Exercise description = Wherever a line in the records contains the word "somewhere", return that line.

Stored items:
Issue #1894, opened 2020-07-09
Copied group shows as multi-selection when pasted (and old is selected)


xixixao:
Steps to repro:

1. Create a few shapes
2. Group them using cmd+shift+g (on macOS)
3. Copy the group using cmd+c (on macOS)
4. Paste somewhere using cmd+v (on macOS)
5. Observe that the grouped elements are shown as selected, and the old group is also shown as selected, which is confusing

Screenshot:
<img width="419" alt="Screen Shot 2020-07-08 at 21 06 02" src="https://user-images.githubusercontent.com/1473433/86995789-d7cf6000-c15e-11ea-9bd5-a05e20efad55.png">

This is not a problem using alt-drag duplication:

Screenshot (and what it should like above too):
<img width="411" alt="Screen Shot 2020-07-08 at 21 06 19" src="https://user-images.githubusercontent.com/1473433/86995877-0f3e0c80-c15f-11ea-9d12-1a6cc7f309f2.png">

(this is also how single elements copied look like)

ReneCode:
This happens also on the duplicateSelection action.

I'll give it a try.

ReneCode:
fixed with [PR#1963](https://github.com/excalidraw/excalidraw/pull/1973)

PR #1973, opened 2020-07-27
clear selection from copied/duplicatated group

ReneCode:
fix for [#1894](https://github.com/excalidraw/excalidraw/issues/1894)

The bug is: ```appState.selectedGroupIds``` stays on the old copied group. It has to set to the new created group(s)

two places to fix:
- App.addElementsFromPasteOrLibrary (cmd-v)
- actionDuplicationSelection (cmd-d)

one new utility-function: getGroupIdsFromElements


ReneCode:
Resolve the merge conflicts (globalScene / this.scene)

dwelle:
Reviewed and ended up not needing the `getGroupIdsFromElements()` helper and instead reused the `selectGroupsForSelectedElements()`. This also fixes a bug where if you duplicated nested groups, you ended up selecting even the nested ones. `selectGroupsForSelectedElements()` accounts for this.

FYI for the future: avoid mutating `appState` (which you did in the duplicate action). We currently don't type check against it (I made the passed `AppState` readonly, but it wouldn't catch the nested mutation --- for that we'd need to use deepReadonly which may be pretty slow I reckon and we'd need to import it from somewhere).

And finally, just in case you're interested: your `getGroupIdsFromElements()` helper could have been shorter:

```
return [...new Set(elements.flatMap((element) => element.groupIds))];
```

dwelle:
Thanks for the PR!

ReneCode:
@dwelle Thank you a lot for your detailed comment / explanation. 

That is the kind of feedback I like a lot. It helps me be to become a better developer.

Result =
4. Paste somewhere using cmd+v (on macOS)
FYI for the future: avoid mutating `appState` (which you did in the duplicate action). We currently don't type check against it (I made the passed `AppState` readonly, but it wouldn't catch the nested mutation --- for that we'd need to use deepReadonly which may be pretty slow I reckon and we'd need to import it from somewhere).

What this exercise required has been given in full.